You’re a stickler for acting on the basis
of scientific evidence. Where does that come from? I grew up in the inner city of Detroit with people who were not formally educated but who were wise. My father was also very inquisitive. I was influenced heavily by this and by the Jesuits in my high school, who taught me about the scientific process. They taught me there are three things: things that are known, things that are not known, and things that are believed. Very frequently doctors think of things they believe as things that are known. When you talk about cancer screening, many doctors of my generation and older never took a course that covered screening and don’t understand the basic principles.
You write some harsh things about doctors in private practice, including some here in Atlanta. Will you ever be able to eat lunch in this town again? [
Laughs] There are a group of doctors, certainly not all doctors, who have lost the meaning of the word "profession." Everything is about business, and it’s not about putting the welfare of patients first. And some of these guys, due to laziness or a focus on money, have failed to evolve. So they practice the best medicine of thirty years ago, which was when they graduated from medical school. Some of the docs who read the book may very well say, “Is he talking about me?”

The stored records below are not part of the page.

Issue #282, opened 2021-12-17
Controller stops reconciling, needs restart


stefanprodan:
Reported here: https://github.com/fluxcd/flux2/discussions/2219

Having an automation that should reconcile every 7 minutes:

```
apiVersion: image.toolkit.fluxcd.io/v1beta1
kind: ImageUpdateAutomation
metadata:
  name: flux-system
  namespace: flux-system
spec:
  git:
    checkout:
      ref:
        branch: master
    commit:
      author:
        email: me@example.com
        name: me
      messageTemplate: '{{range .Updated.Images}}{{println .}}{{end}}'
    push:
      branch: master
  interval: 7m0s
  sourceRef:
    kind: GitRepository
    name: flux-system
  update:
    path: ./staging
    strategy: Setters
```

The reconciliation stoped two days ago for unknown reasons:
```console
$ date
Fri Dec 17 16:25:48 EET 2021

$ flux get image update

NAME       	READY	MESSAGE                                                     	LAST RUN                 	SUSPENDED
flux-system	True 	no updates made; last commit 8574614 at 2021-12-14T22:47:08Z	2021-12-15T08:15:01-07:00	False
```

jwerre:
This coincided with outages at AWS in us-west-2 where I'm running Kubernetes on EKS. My entire cluster went down on that day for about 10 minutes and when it came back up I ran into this issue.

bondido:
Hi,
While waiting for permanent fix, are there any advice how to detect "stucked" image-automation-controller case?
Are there any metrics or logs we should monitor?
We have been suffering the issue (~couple of times per week) for some time and the only alert is from users who pushed their images to container registry and didn't notice cluster deployment for quite some time.

Another observation is that in most cases restarting image-automation-controller is sufficient, but there where two times when we needed to also restart source-controller.

jwerre:
@bondido how about something like this:

```bash
kubectl get pod -n flux-system

NAME                                          READY   STATUS    RESTARTS   AGE
helm-controller-96dc99bfd-p9g4q               1/1     Running   0          9d
image-automation-controller-64c955c59-ckbft   1/1     Running   0          9d
image-reflector-controller-55fb7f765d-cr8zn   1/1     Running   0          9d
kustomize-controller-7bc878f768-xf2xb         1/1     Running   0          9d
notification-controller-945795558-q8nht       1/1     Running   0          9d
source-controller-65665fd68f-n7qqz            1/1     Running   0          9d
```

[...]

Issue #209, opened 2021-08-03
image-automation-controller not reconnecting after operation timed out


minh-nguyenquang:
### Describe the bug

image-automation-controller doesn't reconnect to github after operation timed out. I have to delete the pod to restart.
Below is the log from image-automation-controller.
```
{"level":"error","ts":"2021-07-22T14:57:58.859Z","logger":"controller-runtime.manager.controller.imageupdateautomation","msg":"Reconciler error","reconciler group":"image.toolkit.fluxcd.io","reconciler kind":"ImageUpdateAutomation","name":"flux-system","namespace":"flux-system","error":"unable to clone 'https://github.com/CoverGo/k8s-fleet', error: failed to connect to github.com: Operation timed out"}
{"level":"error","ts":"2021-07-22T15:03:04.528Z","logger":"controller-runtime.manager.controller.imageupdateautomation","msg":"Reconciler error","reconciler group":"image.toolkit.fluxcd.io","reconciler kind":"ImageUpdateAutomation","name":"flux-system","namespace":"flux-system","error":"unable to clone 'https://github.com/CoverGo/k8s-fleet', error: failed to connect to github.com: Operation timed out"}
```

### Steps to reproduce

I don't know how to reproduce because operation timed out can happen anytime

### Expected behavior

image-automation-controller can reconnect automatically.

### OS / Distro

N/A

### Flux version

0.16.1

### Flux check

► checking prerequisites
✔ kubectl 1.21.0 >=1.18.0-0
✔ Kubernetes 1.18.8-aliyun.1 >=1.16.0-0
► checking controllers
✔ helm-controller: deployment ready
► ghcr.io/fluxcd/helm-controller:v0.11.1
✔ image-automation-controller: deployment ready
► ghcr.io/fluxcd/image-automation-controller:v0.14.0
✔ image-reflector-controller: deployment ready
► ghcr.io/fluxcd/image-reflector-controller:v0.11.0
✔ kustomize-controller: deployment ready
► ghcr.io/fluxcd/kustomize-controller:v0.13.2
✔ notification-controller: deployment ready
► ghcr.io/fluxcd/notification-controller:v0.15.0
✔ source-controller: deployment ready
► ghcr.io/fluxcd/source-controller:v0.15.3
✔ all checks passed

### Git provider

github

### Code of Conduct

- [X] I agree to follow this project's Code of Conduct

stefanprodan:
[...]

PR #326, opened 2022-03-18
Add experimental managed transport for libgit2 operations

pjbgf:
`libgit2` network operations are blocking and do not provide timeout nor context capabilities, leading to users reporting that image-automation-controller hanging indefinitely.

By using managed transport, golang primitives such as http.Transport and net.Dial can be used to ensure timeouts are enforced.

This will initially be guarded behind a feature switch via environment variable `EXPERIMENTAL_GIT_TRANSPORT`.

Extends from https://github.com/fluxcd/source-controller/pull/606
Affected issues: https://github.com/fluxcd/image-automation-controller/issues/209 https://github.com/fluxcd/image-automation-controller/issues/286 https://github.com/fluxcd/image-automation-controller/issues/282

### DIFF
--- a/controllers/imageupdateautomation_controller.go
+++ b/controllers/imageupdateautomation_controller.go
@@ -544,7 +544,8 @@ func switchBranch(repo *libgit2.Repository, pushBranch string) error {
 		}
 		defer head.Free()
 
-		_, err = repo.CreateBranch(pushBranch, head, false)
+		branch, err := repo.CreateBranch(pushBranch, head, false)
+		defer branch.Free()
 		return err
 	}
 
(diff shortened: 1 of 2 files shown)


controllers/imageupdateautomation_controller.go
```diff
@@ -247,6 +248,35 @@ func (r *ImageUpdateAutomationReconciler) Reconcile(ctx context.Context, req ctr
 		return failWithError(err)
 	}
 
+	repositoryURL := origin.Spec.URL
+	// managed GIT transport only affects the libgit2 implementation
```
hiddeco, line 252: Think that with recent changes, the implementation always _is_ libgit2?

stefanprodan (approved):
LGTM

Thanks @pjbgf 🏅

She walks through the emergency-room doors sometime in the early morning. In a plastic bag, she carries an object wrapped in a moist towel.
She is not bleeding. She is not in shock. Her vital signs are okay. There is no reason to think that she will collapse on the spot. Since she is not truly an emergency patient, she is triaged to the back of the line, and other folks, those in immediate distress, get in for treatment ahead of her. She waits on a gurney in a cavernous green hallway.
The “chief complaint” on her chart at Grady Memorial Hospital, in Downtown Atlanta, might have set off a wave of nausea in a hospital at a white suburb or almost any place in the civilized world. It reads, “My breast has fallen off. Can you reattach it?”
She waits for at least four hours—likely, five or six. The triage nurse doesn’t seek to determine the whereabouts of the breast.
Obviously, the breast is in the bag.
I am making rounds on the tenth floor when I get a page from Tammie Quest in the Emergency Department.
At Grady, we take care of patients who can’t pay, patients no one wants. They come to us with their bleeding wounds, their run-amok diabetes, their end-stage tumors, their drama. You deal with this wreckage for a while and you develop a coping mechanism. You detach. That’s why many doctors, nurses, and social workers here can come off as if they have departed for a less turbulent planet.
Tammie is not like that. She emotes, and I like having her as the queen of ER—an experienced black woman who gives a shit. When Dr. Quest pages me, I know it isn’t because she needs a social interaction. It has to be something serious.